---- Records to process
PR #175, opened 2015-09-23
Bug 474473 - Allow to reruns tests from the Java editor

SimonScholz:
This PR adds the possibility to run tests with Gradle from the "Run as" menu in the editor or the package explorer.

It currently just prints what is going to be run.
The actual implementation of the test run needs to be done later, as well as finding already existent ILaunchConfiguration[] objects.
See the TODOs in the org.eclipse.buildship.ui.launch.TestLaunchShortcut class

### DIFF
--- a/org.eclipse.buildship.core/src/main/java/org/eclipse/buildship/core/launch/RunGradleJvmTestLaunchRequestJob.java
+++ b/org.eclipse.buildship.core/src/main/java/org/eclipse/buildship/core/launch/RunGradleJvmTestLaunchRequestJob.java
@@ -1,0 +1,103 @@
+/*
+ * Copyright (c) 2015 the original author or authors.
+ * All rights reserved. This program and the accompanying materials
+ * are made available under the terms of the Eclipse Public License v1.0
+ * which accompanies this distribution, and is available at
+ * http://www.eclipse.org/legal/epl-v10.html
+ *
+ * Contributors:
+ *     Simon Scholz (vogella GmbH) - initial API and implementation and initial documentation
+ */
+
+package org.eclipse.buildship.core.launch;
+
+import java.io.File;
+import java.io.IOException;
+import java.io.OutputStreamWriter;
+import java.text.DateFormat;
+import java.util.Date;
+
+import org.eclipse.buildship.core.CorePlugin;
+import org.eclipse.buildship.core.console.ProcessDescription;
+import org.eclipse.buildship.core.i18n.CoreMessages;
+
+import com.google.common.base.Joiner;
+import com.google.common.base.Preconditions;
+import com.google.common.collect.ImmutableList;
+import com.gradleware.tooling.toolingclient.Request;
+import com.gradleware.tooling.toolingclient.TestConfig;
+
+/**
+ * Executes tests through Gradle based on a given list of {@code IJavaElement}
+ * instances and a given set of {@code GradleRunConfigurationAttributes}.
+ */
+public final class RunGradleJvmTestLaunchRequestJob extends BaseLaunchRequestJob {
+
+    private final GradleRunConfigurationAttributes configurationAttributes;
+    private ImmutableList<String> testClasses;
+
+    public RunGradleJvmTestLaunchRequestJob(Iterable<String> testClasses,
+            GradleRunConfigurationAttributes configurationAttributes) {
+        super("Launching Gradle Tests", false);
+        this.testClasses = ImmutableList.copyOf(testClasses);
+        this.configurationAttributes = Preconditions.checkNotNull(configurationAttributes);
+    }
+
+    @Override
+    protected String getJobTaskName() {
+        return "Launch Gradle Tests";
+    }
+
+    @Override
--------
Exercise directions: The word "gradleware" appears in some of the lines above. Copy those lines.

Exercise answer:
+import com.gradleware.tooling.toolingclient.Request;
+import com.gradleware.tooling.toolingclient.TestConfig;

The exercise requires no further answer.